NEC SX Aurora TSUBASA#

NEC vector computing#

Vector computing has been around in supercomputing since the 1960s. It is a form of Single Instruction Multiple Data parallelism. It works as its name implies: It does not only have instructions that operate on scalar values, but also instructions that operate on a whole vector at once.

NEC has been building vector computers since the mid 1980s. The first models were announced in 1983 and became available in 1985. Between June 2002 and June 2004, the Earth Simulator, a vector computer build by NEC, was the fastest machine on the Top-500 list. Though vector computers have stayed around, clusters based on standard scalar microprocessors pushed them into very specific niche markets. However, as GPU computing has renewed the interest in SIMD-like computing models and hardware, there is a renewed interest in vector computing.

The NEC SX Aurora is a big change from previous vector computers from NEC. It tries to combine the best of traditional vector computers and clusters with (GPU) accelerators.

Previous SX-series computers were self-standing machines that ran their own UNIX-based Operating System on their main processors. The SX Aurora vector processors however are implemented as PCIe boards that are plugged into a regular x86 server. the operating system is regular x86 Linux; processes running on the vector engines (as the boards are called in NEC terminology) offload operating system applications to the x86 CPU of the so-called vector host. Since this is done in the libc library, this is completely transparent to the user.
Each vector engine has its own very fast memory. The vector engines use HBM2 memory, the same type of memory used in high-end GPU computing systems, but the peak memory bandwidth is even higher than that of a NVIDIA V100 board, NVIDIA’s offering at the time the SX Aurora was launched. The memory hierarchy is similar as on a CPU, with L1 and L2 cache private to each of the 8 cores of the vector engines and a shared L3 cache.
The SX Aurora node can execute both regular x86 programs and VE (vector engine) programs. Both are started the same way from the standard Linux shells. The operating system recognizes the type of binary and starts it on the appropriate processor type.
Besides running a program fully on the vector engine (safe the transparent offloading of OS operations to the host CPU), the Aurora also supports two types of offloading. It is possible to write programs that run on the host x86 CPU but offload certain operations in a GPU-like way to the vector engines. This execution model makes it easier to port code from GPU systems to the Aurora.
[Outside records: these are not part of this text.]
Issue #2687, opened 2023-02-23
mug image on home page is `http`


ericscheid:
### Renderer

v3

### Browser

Chrome

### Operating System

Windows

### What happened?

The mug image in the example brew of the home page content is specified with an `http` url, not `https`. 

<img width="861" alt="image" src="https://user-images.githubusercontent.com/2605467/220793948-1e6a0cd9-72fc-426b-9bc9-ce1a036c9c77.png">

A warning appears in the console:

<img width="844" alt="image" src="https://user-images.githubusercontent.com/2605467/220793767-0bd9e2b9-5965-42d4-8089-68cc7cb338e6.png">

## Solution: 

edit the url to use `https`

### Code

```gfm
![homebrew mug](https://i.imgur.com/hMna6G0.png) {position:absolute,bottom:20px,left:130px,width:220px}
```

G-Ambatte:
`/client/homebrew/pages/homePage/welcome_msg.md` line 39:

![image](https://user-images.githubusercontent.com/19826659/220794308-2870a32f-cc48-4a09-b7cb-8f77187449c8.png)

Solution: change `http:` to `https:`

PR #2694, opened 2023-02-25
Use secure protocol for Homebrewery mug image

MichielDeMey:
Fixes https://github.com/naturalcrit/homebrewery/issues/2687

### DIFF
--- a/client/homebrew/pages/homePage/welcome_msg.md
+++ b/client/homebrew/pages/homePage/welcome_msg.md
@@ -36,7 +36,7 @@ After clicking the "Print" item in the navbar a new page will open and a print d
 If you want to save ink or have a monochrome printer, add the **PRINT → {{fas,fa-tint}} Ink Friendly** snippet to your brew!
 }}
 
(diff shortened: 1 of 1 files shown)


MichielDeMey:
Looks like some flakey tests. 👀

calculuschild:
Thanks for this. Yes, there is one test that sometimes times out before the test environment is fully spun up. If you have circleci rerun the test it should work.

Also if you have any ideas besides just extending the timeout limit.

MichielDeMey:
Looks like I don't have the required permissions to re-run the test suite.

In addition, I created a trace of `require('app.js')`.
This should give us some insight into what it's loading and where most time is spent: 
https://chromedevtools.github.io/timeline-viewer/?loadTimelineFromURL=https://gist.githubusercontent.com/MichielDeMey/a7b6621d2089c2b91cb90a394f00d32e/raw/0b565eb1c9480bc725e42f3b419455449f7204d8/app.js.trace

MichielDeMey:
I've also gone ahead and created a draft PR to address the app startup time which might help with the test flakiness: https://github.com/naturalcrit/homebrewery/pull/2696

However, it is also possible to write programs that run on the vector engines but offload scalar code to the x86 host.
Previous SX-series computers were big endian machines. However, for compatibility of data formats with x86, the SX Aurora uses the little-endian byte order.
Each Vector Host can contain up to 8 Vector Engines. However, the memory is not shared between the vector host and the vector engines or among the vector engines. Each vector engine also has its own process space. Vector Engines can communicate with each other through MPI. Larger machines can be built by linking multiple vector hosts through InfiniBand.
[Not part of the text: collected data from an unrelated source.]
PR #2710, opened 2023-03-01
Updated Google Drive icon

MichielDeMey:
Google updated its product icons in 2020, this PR reflects the new icon used.

I've also taken the liberty to replace the PNG file with a smaller SVG
I've also gone ahead and used a CSS filter instead of a separate image for the inactive state

Active
localhost_8000_edit_AfR6BrakRlgo

Inactive
localhost_8000_edit_AfR6BrakRlgo (1)


Gazook89:
I like it.  One question, I really don't know the answer:  Is it better to have an inline `filter` style or to set the class to `inactive` and then add css styling to the site's stylesheet for `.... .inactive`?   I don't have a preference either way, just wondering if anyone else does.

5e-Cleric:
> I like it.  One question, I really don't know the answer:  Is it better to have an inline `filter` style or to set the class to `inactive` and then add css styling to the site's stylesheet for `.... .inactive`?   I don't have a preference either way, just wondering if anyone else does.

Best practice would be separation of code, it would be better to have the css, or less, separated from the markup, and avoid inline.

In regards to size, optimisation and speed, just as fast, though it may be faster to have in-line, depending on how are the markup and styling compiled.

MichielDeMey:
I've gone ahead and moved the styling to the separate stylesheet. 👍

calculuschild:
Thanks @MichielDeMey ! 🎉 💯 ⭐

PR #2714, opened 2023-03-02
Inside Cover Snippet

5e-Cleric:
Preview vs PHB:
image
image
</div>


themes/assets/assets.less
```diff
@@ -13,6 +13,7 @@
 @naturalCritLogo          : url('/assets/naturalCritLogo.svg');
 @coverPageBanner          : url('/assets/coverPageBanner.svg');
 @horizontalRule           : url('/assets/horizontalRule.svg');
+@insideCoverMask          : url('/assets/insideCoverMask.png');
```
calculuschild, line 16: We can add some more masks for this. Currently we have "edges" and "corners", but we can add a "centers" mask set and then use that here.

5e-Cleric: thought about it, flamableconcrete made some

calculuschild: Yes. He gave me all of his original files. I can try to put smaller PR together that just adds a few of those.

Gazook89: I thought the corner masks we had were already just circles, pushed to the corners?  Meaning the corners and 'center' masks could just be the same file.

5e-Cleric: I believe they are corners but mirrored for use in all 4 corners, but they look awful in the center

calculuschild: @5e-Cleric is correct. They are the corner images just mirrored four ways so they can slide into any corner. If somebody wants to edit them up so they blend more seamlessly feel free to do so. But they are also not full-page masks either.

For this inside cover we need a larger mask anyway. Unfortunately the "circle" ones from flamableconcrete are pretty small and look like they might be some early attempts because they all use a single brush which doesn't look great:

(I call this one "the sawblade")
image

Anyone want to make a set of like 10 or more "page-width blob" masks for me and I'll throw them into a snippet?

5e-Cleric: > Anyone want to make a set of like 10 or more "page-width blob" masks for me and I'll throw them into a snippet?

i have the appropiate programs and brush set ready on my computer, I will try to do some tomorrow and edit this comment whether I succeed or not.

calculuschild:
Blocked by #2741

calculuschild:
Ok, I think we're good here! Thanks @5e-Cleric ! 🎉 ⭐ 💯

The software environment consists of the NEC C, C++ and Fortran compilers, a MPI library specifically for the vector engines, and a large library of numeric routines (called NEC Numeric Library Collection or NLC), that also contains BLAS, LAPACK and FFTW-compatible routines.

UAntwerp obtained a A300-2 system in the seeding campaign. This node contains two type 10B vector engines. In return, we promised to test the technology for our applications and to report about our experiences to NEC.

Using the SX Aurora at UAntwerp#

Access to the SX Aurora node is currently restricted. Users interested in experimenting on this node should contact the UAntwerp support team (hpc@uantwerpen.be). You will be asked to give some feedback on your experiences.

The Aurora node is not yet integrated in the queueing system. Until demand would make this necessary, they can be used for experimenting in an interactive way. The node can be used through ssh from the login nodes of leibniz and has the name aurora or long name aurora.leibniz.antwerpen.vsc (the latter can be used to reach the node from other nodes also).

For general documentation of the software development environment and the OS environment, we refer to the NEC documentation:

An overview of the manuals. We don’t have the NQSV and ScaTeFS components at UAntwerp.
The documentation is part of the NEC Aurora Forum which also contains a web forum where users can interact.

We also developed two modules to ease access to the NEC tools and compilers:

veutils defines a number of aliases for standard Linux tools (such as ps and top) that also have versions for the vector engines
vesetup sets up the software development environment. We do support multiple versions of the compilers and libraries on the system; each version of the vesetup module supports a set of compatible compilers, MPI libraries and NLC library.

Please use the standard Lmod module commands such as module spider and module help to obtain more information about these modules.